PR #3073, opened 2023-02-04
Set env['rack.hijack'] to client.method(:full_hijack) instead of client instance

MSP-Greg:
### Description

Currently, `Puma::Request` sets `env['rack.hijack']` to the `Puma::Client` instance.  Instead of using the client instance, pass a method object that responds to `call`.

The Rack spec for the object passed in `env['rack.hijack']` is that it must respond to `call`.  Also, `Puma::Client` is a ':nodoc:` class, so it shouldn't be considered part of Puma's public API.  Hence, there is no reason to pass it to the app.

### DIFF
--- a/lib/puma/client.rb
+++ b/lib/puma/client.rb
@@ -122,9 +122,9 @@ module Puma
       "#<Puma::Client:0x#{object_id.to_s(16)} @ready=#{@ready.inspect}>"
     end
 
-    # For the hijack protocol (allows us to just put the Client object
-    # into the env)
-    def call
+    # For the full hijack protocol, `env['rack.hijack']` is set to
+    # `client.method :full_hijack`
+    def full_hijack
       @hijacked = true
       env[HIJACK_IO] ||= @io
     end
--- a/lib/puma/request.rb
+++ b/lib/puma/request.rb
@@ -53,7 +53,6 @@ module Puma
       socket  = client.io   # io may be a MiniSSL::Socket
       app_body = nil
 
-
       return false if closed_socket?(socket)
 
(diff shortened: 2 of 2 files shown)


nateberkopec:
The object that we put into `rack.hijack` is absolutely part of our public API, so I think you have to call this a breaking change.

nateberkopec:
> Or, the client is initialized with a socket, 

I'm not sure I understand this part.

nateberkopec (approved):

dentarg:
I see what this does (and if you only call `call` on this object this change shouldn't be breaking, right?) but can we spell out the benefits/motivation as to why we want to make this change?

MSP-Greg:
@dentarg
> I see what this does (and if you only call call on this object this change shouldn't be breaking, right?)

Correct.  The only requirement (from the Rack spec) is that the object responds to `call`.  Passing the Client object isn't needed, and the main 'user' items in the Client (env, req.body & and socket) are available in other ways to the user's app.

@nateberkopec
> Or, the client is initialized with a socket,

I'll rephrase or just remove.

There are a few `env` settings that remain the same for the life of the `Client` object, but current code is setting them on every request, which passes thru the code in `Request#handle_request`.  So, the 'life-time' env setting should be moved to the code in `Client.initialize`.  That's independent of this, so it can/should be a separate PR.

---

Re the public API, Puma is much better than it used to be.  I think minimal public API's are best, as they allow more flexibility with refactors, optimizations, etc.  Two considerations though, are they too restrictive for the user, and do they force test code to  have too many hacks.  I consider things like `instance_variable_get` to be ok for use in test code.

- - - - - - -

Work required
Exactly as they appear, restate all of the entries.

Reply to the exercise
PR #3073, opened 2023-02-04
Set env['rack.hijack'] to client.method(:full_hijack) instead of client instance

MSP-Greg:
### Description

Currently, `Puma::Request` sets `env['rack.hijack']` to the `Puma::Client` instance.  Instead of using the client instance, pass a method object that responds to `call`.

The Rack spec for the object passed in `env['rack.hijack']` is that it must respond to `call`.  Also, `Puma::Client` is a ':nodoc:` class, so it shouldn't be considered part of Puma's public API.  Hence, there is no reason to pass it to the app.

### DIFF
--- a/lib/puma/client.rb
+++ b/lib/puma/client.rb
@@ -122,9 +122,9 @@ module Puma
       "#<Puma::Client:0x#{object_id.to_s(16)} @ready=#{@ready.inspect}>"
     end
 
-    # For the hijack protocol (allows us to just put the Client object
-    # into the env)
-    def call
+    # For the full hijack protocol, `env['rack.hijack']` is set to
+    # `client.method :full_hijack`
+    def full_hijack
       @hijacked = true
       env[HIJACK_IO] ||= @io
     end
--- a/lib/puma/request.rb
+++ b/lib/puma/request.rb
@@ -53,7 +53,6 @@ module Puma
       socket  = client.io   # io may be a MiniSSL::Socket
       app_body = nil
 
-
       return false if closed_socket?(socket)
 
(diff shortened: 2 of 2 files shown)


nateberkopec:
The object that we put into `rack.hijack` is absolutely part of our public API, so I think you have to call this a breaking change.

nateberkopec:
> Or, the client is initialized with a socket, 

I'm not sure I understand this part.

nateberkopec (approved):

dentarg:
I see what this does (and if you only call `call` on this object this change shouldn't be breaking, right?) but can we spell out the benefits/motivation as to why we want to make this change?

MSP-Greg:
@dentarg
> I see what this does (and if you only call call on this object this change shouldn't be breaking, right?)

Correct.  The only requirement (from the Rack spec) is that the object responds to `call`.  Passing the Client object isn't needed, and the main 'user' items in the Client (env, req.body & and socket) are available in other ways to the user's app.

@nateberkopec
> Or, the client is initialized with a socket,

I'll rephrase or just remove.

There are a few `env` settings that remain the same for the life of the `Client` object, but current code is setting them on every request, which passes thru the code in `Request#handle_request`.  So, the 'life-time' env setting should be moved to the code in `Client.initialize`.  That's independent of this, so it can/should be a separate PR.

---

Re the public API, Puma is much better than it used to be.  I think minimal public API's are best, as they allow more flexibility with refactors, optimizations, etc.  Two considerations though, are they too restrictive for the user, and do they force test code to  have too many hacks.  I consider things like `instance_variable_get` to be ok for use in test code.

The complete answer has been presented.